Dataset entries

PR #1522, opened 2017-11-01
fix(checkbox): JavaScript console warning in IE

### LINKED ISSUE #1504: MDCCheckbox, javascript console warning in IE

0.23.0

Internet Explorer 11, Edge

### What OS are you using?

Windows 10

Open the page in IE: https://material-components-web.appspot.com/checkbox.html

There will be multiple errors there that read:
```
HTML1500: Tag cannot be self-closing. Use an explicit closing tag.
```

The errors are caused by this element:
```
<path class="mdc-checkbox__checkmark__path"
      fill="none"
      stroke="white"
```

touficbatache:
Fixes and closes #1504

### DIFF
--- a/demos/checkbox.html
+++ b/demos/checkbox.html
@@ -77,7 +77,7 @@
               <path class="mdc-checkbox__checkmark__path"
                     fill="none"
                     stroke="white"
-                    d="M1.73,12.91 8.1,19.28 22.79,4.59"/>
+                    d="M1.73,12.91 8.1,19.28 22.79,4.59"></path>
             </svg>
             <div class="mdc-checkbox__mixedmark"></div>
           </div>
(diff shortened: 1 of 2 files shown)


lynnjepsen:
Hey @touficbatache , I had to revert this after discussing with my team more. Totally my fault, I gave poor guidance on the bug. The self-closing <path> element is valid HTML, and the <path></path> is actually NOT valid (despite IE complaining).

Theres some more info here: https://stackoverflow.com/questions/24299969/closing-svg-tags-explicit-or-self-closing/31120364#31120364

Could you still help us out though? We need to add a caveat to the README for MDC Checkbox. It should explain to our users that <path></path> is necessary on IE to avoid the console warnings.

touficbatache:
@lynnjepsen Yes sure!

PR #1532, opened 2017-11-02
chore: Remove framework-examples/react now that we have RMWC as a recommended library

lynnjepsen:


mateuszdraco:
I might be good to update https://material.io/components/web/docs/framework-integration/ as well. Currently the docs point to missing github page and the only reference to e.g. rmwc is in the commits.

PR #1533, opened 2017-11-02
fix(checkbox): JavaScript console warning in IE

### LINKED ISSUE #1504: MDCCheckbox, javascript console warning in IE

touficbatache:
Fixes and closes #1504. @lynnjepsen I made the changes you asked for in #1522 :smiley:


packages/mdc-checkbox/README.md
```diff
@@ -89,6 +89,31 @@ easily position checkboxes and their labels.
 </div>
 ```
 
+Please note that if you are using IE, you have to close the `<path>` tag to avoid console warnings.
+
+```html
```
kfranqueiro: Nit: it's kind of confusing to read this at a glance, seeing two very similar large code blocks together with one very important sentence sandwiched in the middle.

I'd suggest to just make a note instead after the existing code block and leave out the 2nd code block:

```
> **Note**: If you are using IE, you need to include a closing `</path>` tag if you wish to avoid console warnings.
```

cc @lynnjepsen WDYT?

lynnjepsen: SGTM

PR #1538, opened 2017-11-03
fix(button): Stroked buttons should change the padding of the button

lynnjepsen:


packages/mdc-button/_mixins.scss
```diff
@@ -64,12 +64,20 @@
   // Note: line height is adjusted for stroke button because borders are not
   // considered as space available to text on the Web
   line-height: $mdc-button-height - $stroke-width * 2;
+  $padding-value: max($mdc-button-horizontal-padding - $stroke-width, 0);
```
kfranqueiro: Might want a comment above this too, e.g. "Adjust padding to maintain consistent width with non-stroked buttons"

:+1: to centralizing this though; this actually makes the demo page line up nicer, in addition to allowing for stroke width changes across states for a single button without affecting its width.

packages/mdc-button/_variables.scss
```diff
@@ -15,7 +15,9 @@
 //
 
 $mdc-button-height: 36px;
+$mdc-button-horizontal-padding: 16px;
 $mdc-dense-button-height: 32px;
+$mdc-compact-button-horizontal-padding: 16px;
```
kfranqueiro: This was `8px`, I'm assuming the change was accidental :)

lynnjepsen: Ooops, fixed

## Task
The response must consist of the lines above, from the first one through the line containing "chore: Remove framework-examples/react", reproduced exactly.

## Solution for this problem
PR #1522, opened 2017-11-01
fix(checkbox): JavaScript console warning in IE

### LINKED ISSUE #1504: MDCCheckbox, javascript console warning in IE

0.23.0

Internet Explorer 11, Edge

### What OS are you using?

Windows 10

Open the page in IE: https://material-components-web.appspot.com/checkbox.html

There will be multiple errors there that read:
```
HTML1500: Tag cannot be self-closing. Use an explicit closing tag.
```

The errors are caused by this element:
```
<path class="mdc-checkbox__checkmark__path"
      fill="none"
      stroke="white"
```

touficbatache:
Fixes and closes #1504

### DIFF
--- a/demos/checkbox.html
+++ b/demos/checkbox.html
@@ -77,7 +77,7 @@
               <path class="mdc-checkbox__checkmark__path"
                     fill="none"
                     stroke="white"
-                    d="M1.73,12.91 8.1,19.28 22.79,4.59"/>
+                    d="M1.73,12.91 8.1,19.28 22.79,4.59"></path>
             </svg>
             <div class="mdc-checkbox__mixedmark"></div>
           </div>
(diff shortened: 1 of 2 files shown)


lynnjepsen:
Hey @touficbatache , I had to revert this after discussing with my team more. Totally my fault, I gave poor guidance on the bug. The self-closing <path> element is valid HTML, and the <path></path> is actually NOT valid (despite IE complaining).

Theres some more info here: https://stackoverflow.com/questions/24299969/closing-svg-tags-explicit-or-self-closing/31120364#31120364

Could you still help us out though? We need to add a caveat to the README for MDC Checkbox. It should explain to our users that <path></path> is necessary on IE to avoid the console warnings.

touficbatache:
@lynnjepsen Yes sure!

PR #1532, opened 2017-11-02
chore: Remove framework-examples/react now that we have RMWC as a recommended library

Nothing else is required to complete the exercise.